# LHQ Leadership



## RickB (14 Jan 2007)

Hey all,

Just trying to get some new ideas for my unit, so I'm wondering what sort of techniques you use to train junior NCM leaders in garrison apart from their star Level training syllabus? Mostly I'm looking for practical confidence or skills building situations or other options and not theory sessions.

How do you make use of your section/platoon NCM's?

Do you have daily course seniors for your star levels? 

Do you have leadership development course for promotion?

etc.

Ideas, Opinions, Thoughts, etc.

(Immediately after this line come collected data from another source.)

PR #1160, opened 2024-03-04
feat: special case for reading std::string from a TDirectory

jpivarski:
~~Fixes #1159.~~ (That's a discussion.)

What do you think, @chrisburr? Is `std::string` truly exceptional, such that a special case is warranted, or is this the tip of an iceberg that should be handled in a more systematic way?

(If it's to be handled in a systematic way, I don't know when or by whom.)

### DIFF
--- a/src/uproot/models/TString.py
+++ b/src/uproot/models/TString.py
@@ -104,3 +104,4 @@ in file {self.file.file_path}"""
 
 
 uproot.classes["TString"] = Model_TString
+uproot.classes["string"] = Model_TString
--- a/src/uproot/models/TString.py
+++ b/src/uproot/models/TString.py
@@ -104,4 +104,3 @@ in file {self.file.file_path}"""
 
 
 uproot.classes["TString"] = Model_TString
-uproot.classes["string"] = Model_TString
--- a/src/uproot/reading.py
+++ b/src/uproot/reading.py
@@ -2473,12 +2473,8 @@ class ReadOnlyKey:
         else:
             chunk, cursor = self.get_uncompressed_chunk_cursor()
             start_cursor = cursor.copy()
-            context = {"breadcrumbs": (), "TKey": self}
-
-            if self._fClassName == "string":
-                return cursor.string(chunk, context)
-
             cls = self._file.class_named(self._fClassName)
+            context = {"breadcrumbs": (), "TKey": self}
 
             try:
                 out = cls.read(chunk, cursor, context, self._file, selffile, parent)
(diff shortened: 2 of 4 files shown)


jpivarski:
Actually, this second commit is less invasive, and it's setting up less of a precedent for special cases. The serialization of the `std::string` is just like a `TString` (not `TObjString`), so maybe we can put it in the lookup table under both names.

The downside of this approach is that it returns the data as an instance of a class named `Model_TString`. Although this is a subclass of `str` and you can easily get at the data, it could be misleading to call this "`TString`", given that it's a `std::string` in C++.

jpivarski:
Can we include your file as a test? Is https://cburr.web.cern.ch/string-example.root a stable address?

chrisburr:
Thank you for following up with this so quickly. I've tried this out and it works exactly the way I'd expect:

```python
In [1]: import uproot
   ...: import json
   ...: uproot.classes["string"] = uproot.classes["TString"]
   ...:
   ...: fn = "https://cburr.web.cern.ch/string-example.root"
   ...:
   ...: f2 = uproot.open(fn)
   ...: json.loads(f2["FileSummaryRecord"])
   ...:
Out[1]:
{'LumiCounter.eventsByRun': {'counts': {},
  'empty': True,
  'type': 'LumiEventCounter'},
 'guid': '5FE9437E-D958-11EE-AB88-3CECEF1070AC'}
```

I suspect `string` is exceptional and at a glance there seems to be dedicated code for serialising it:

https://github.com/root-project/root/blob/e7d7ee19abd630b0df3a16d84d61bb59e2e9b357/core/meta/src/TClass.cxx#L648-L724

> Can we include your file as a test? Is https://cburr.web.cern.ch/string-example.root a stable address?

It can absolutely be included as a test though I'd suggest putting it somewhere else if you can as that URL likely won't last forever. It's only ~5KB.

jpivarski:
Well, if it's a special case in ROOT, it can be a special case in Uproot.

I'm still not sure if I like the

```python
            if self._fClassName == "string":
                return cursor.string(chunk, context)
```

or the

```python
uproot.classes["string"] = Model_TString
```

better. The first option is "more hacky," or at least, more special of a special case, and the second is natural but has the downside of declaring that a `std::vector` is a `TString`.

Actually, that made my decision for me: we can't have Uproot insinuating that a `std::vector` is a `TString`. That kind of (deliberate!) confusion might mess with someone's debugging someday. At least the explicit if statement calls itself out as an obvious wart.

ioanaif (approved):

PR #1161, opened 2024-03-05
feat: add option to use deflate lib

ioanaif:


src/uproot/extras.py
```diff
@@ -168,7 +168,7 @@ def isal():
         import isal
     except ModuleNotFoundError as err:
         raise ModuleNotFoundError(
-            """install the 'cramjam' package with:
+            """install the 'isal' package with:
```
jpivarski, line 171: Thanks for catching that!

jpivarski (approved):
Great, thanks! Everything here looks good, and this is ready to merge.

PR #1166, opened 2024-03-09
fix: change expected xz/lzma module location on cramjam

milesgranger:
I've [pre-released v2.8.3-rc1](https://pypi.org/project/cramjam/2.8.3rc1/#files), which has the XZ/LZMA stuff now as `cramjam.xz`. 
Would rather not break things for you, so until releasing `2.8.3`, I think this change, or something like it, should happen here or >= 2.8.3 will look like it doesn't have xz/lzma support.

xref https://github.com/milesgranger/cramjam/issues/126

PR #1167, opened 2024-03-09
fix: lzma -> xz now that it is out of experimental

lgray:
small name change

see https://github.com/milesgranger/cramjam/pull/133


lgray:
Closing as duplicate of #1166

PR #1180, opened 2024-03-21
feat: add support for reading free floating std::vector

ioanaif:


jpivarski (approved):
Great! I went back and forth on the priority order; now it's

1. check for any globally- or per-file-defined Models
2. load the file's streamers and look for any Models the streamers might have defined
3. check for explicit STL classes, like `std::vector<T>` (where the `T` might have been defined by one of the streamers, so we had to check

Greatly Appreciated.


----------



## ryanmann356 (14 Jan 2007)

small party tasking work great for developing leadership in you NCMs.  Give them a situation in which one person is assigned a leadership roll then assess the team membes as well as the leaders ability to control and delegate tasks in that unit.

IE "your team member is injured.  You need to splint his leg and then carry him back to HQ."
give them some fire blankets to use as a stretcher and some splints and obersve how each member acts in that situation.


----------



## Sloaner (16 Jan 2007)

Here are a few ideas that have worked for me in the past:

Junior NCM's (Cpl, M/Cpl)
- Assign specific administrative duties with clear performance targets (complete weekly phoning and report back 100% completion by date/time x)
- Each NCM assigned small groups of cadets (section strength or half section strength) to inspect.  could be Cpl.'s inspect Pte's/recruits, M/Cpls inspect Cpls prior.  This build responsibility up the chain of command, and ensures application of a standard (if your unifor is not up to par, you cannot inspect your cadets and the responsibility goes to someone else)
- Assign a duty/orderly NCM responsible for keeping training on schedule and monitoring the status of the facility (5 minute warnings before classes end, ensuring classes are straightened and cleaned after use, etc.)
- Assign an NCM responsibility for communications with Admininstration and briefing the remainder of the cadets at the start of the night of any new or changed orders/regulations and reviewing the upcoming calendar (builds speaking ability and knowledge of the environment including its orders and administrative procedures)
- Assing NCM's in the role of mentor for new cadets to assist in the integration process

Sgt's
- Assign platoon communication and administrative duties (ensure they is the point of contact for M/Cpls/Cpls making calls to cadets, have them maintain platoon phone lists, etc.)
- Weekly orderly Sgt responsible for posting of weekly orders, breifing all NCO's of weekly orders, ensuring attendance reports get to administration
- Sgt's inspect M/Cpls, and may inspect the platoon as a whoe when directed
- May call the roll in place of platoon warrant so they may inspect
- Assign a Sgt to special announcements to get them experience in speaking before a large group 
- Have Sgts rotate through chairing elements of weekly/bi-weekly NCO meetings if performed
- Have Sgts resposnible for MC duties at special parades, also responsible for escorting special guests

In essence focus their development on skills they need and provide them the opportunity to practice.  For most Cpl's/M/Cpl's it will be confidence building and closer familiarization with how to do the job of being an NCM and thinking about the cadets who follow you before yourself.  For Sgt's, it is generally more professional development around proficiency and technical competence in the key knowledge areas of the program and ensuring they put forward a professional military bearing and are ready to move into full time leadership roles.

Very little beats job shadowing of Snr NCM's and Warrants, and possibly Sgt's in the affiliated unit, so if this is an option, I would highly recommend it.


----------



## Bergeron 971 (16 Jan 2007)

good post Sloaner, very detailed.
I like it.


----------



## RickB (16 Jan 2007)

Great posts,

I'm taking detailed notes.  

This is all very good stuff, I think I'll use at least 4 or 5 of these ideas if not all of them.

Keep it coming, I can't let those NCO's sit around all day!


----------